FAQs Preimputation (QC)

Why is Ricopili not populating the name in the [disease].names file?

If the dataset has previously been put through the Ricopili pipeline, Ricopili may recognize the file title format as such (disease_batch_popname_initials-qc.[bed,bim,fam]) and so will not generate a dataset name for the [disease].names file.

Sex checks

This guidance is for circumstances where the analyst has doubts about the accuracy of the phenotype sex variable in the plink binary file. The Preimputation Module automatically does sex checks and exclusions. Problems to be aware of when interpreting the QC sex check output (page 3 of qc/disease_batch_popname_initials-qc.pdf) are noted next.

If the data are not SNP-QCd, this can lead to problems with getting accurate sex check results. Since Ricopili does sample QC before SNP QC, there are instances in lower quality data where the sex check generates misleading sex information. Likewise, running Plink –check-sex on lower quality data may also generate inaccurate sex information. A remedy is to SNP-QC the dataset first, doing this can fix this issue entirely. Manually SNP-QC the dataset in Plink with these commands (plink –bfile infilename –mind 0.01 –geno 0.01 –maf 0.05 –out outfilename), then LD prune the data (see Joni Coleman’s scripts to LD prune, see here for a list of high-LD regions in GRCh37/hg19 assembly), and run Plink –check-sex on this cleaned dataset. This can help to generate accurate sex information. Note, it is preferable to have common variants and to filter on MAF of 0.05 for sex calling - http://pubmedcentralcanada.ca/pmcc/articles/PMC5100670/. Also, Plink check-sex requires fairly accurate minor allele frequencies, when the dataset is small, it is generally necessary to obtain these from another source (eg 1000 Genomes) and use --read-freq.

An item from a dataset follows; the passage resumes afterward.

Issue #1200, opened 2022-05-31
Consistency: labels and annotations of scanner-, parser- and hook pods


malexmave:
At the moment, labels and annotations of parser- and scanner pods are fairly inconsistent.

If there are not enough X variants for sex calling, the sex checks may fail without you knowing. Check to see how many X variants there are in the Plink .bim file, as you want at least 100 X variants be able to call sex with Plink. When the pattern of sex was unstable with sex checks done repeatedly as data were processed through Ricopili, the reason was that there were not enough X variants. In these instances, you may see sex “jumping” around (e.g., many sex fails in one dataset during cleaning, then puzzlingly many again later in a cleaner version of the dataset). If you do not have enough X variants then SNP sex cannot be used as a method of double-checking the accuracy of phenotype sex, or determining the sex composition of the cohort. Beware that in these circumstances you will get ouput on sex fails but it will not be trustworthy.

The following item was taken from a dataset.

PR #2692, opened 2024-11-13
fixed the email input erroring

### LINKED ISSUE #2671: (SP: 1) Fix google auth
When users sign in with Google account, they see the email error `This field cannot be empty`, but they shouldn't see this error.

How/tips to combining case and control datasets from different sources?

Please go through this document which describes this process in detail.

Dataset with Several Ethnicities

If your dataset contains different ethnicities, split the PLINK files into each ancestry grouping and make separate working directories to QC each created file.

The Preimputation Module has stopped, but I don’t see any errors. My log file is telling me it stopped at the “qc” step. What has happened?

Sometimes, Ricopili might get stuck right before the finish (i.e., no longer in job queue, but not finished, and the last step it started according to the log files was the ‘qc’ step). If after trouble-shooting to find error messages, there are no obvious errors, resubmit the preimputation command. Usually, Ricopili completes within a few seconds and a success message appears in the terminal window.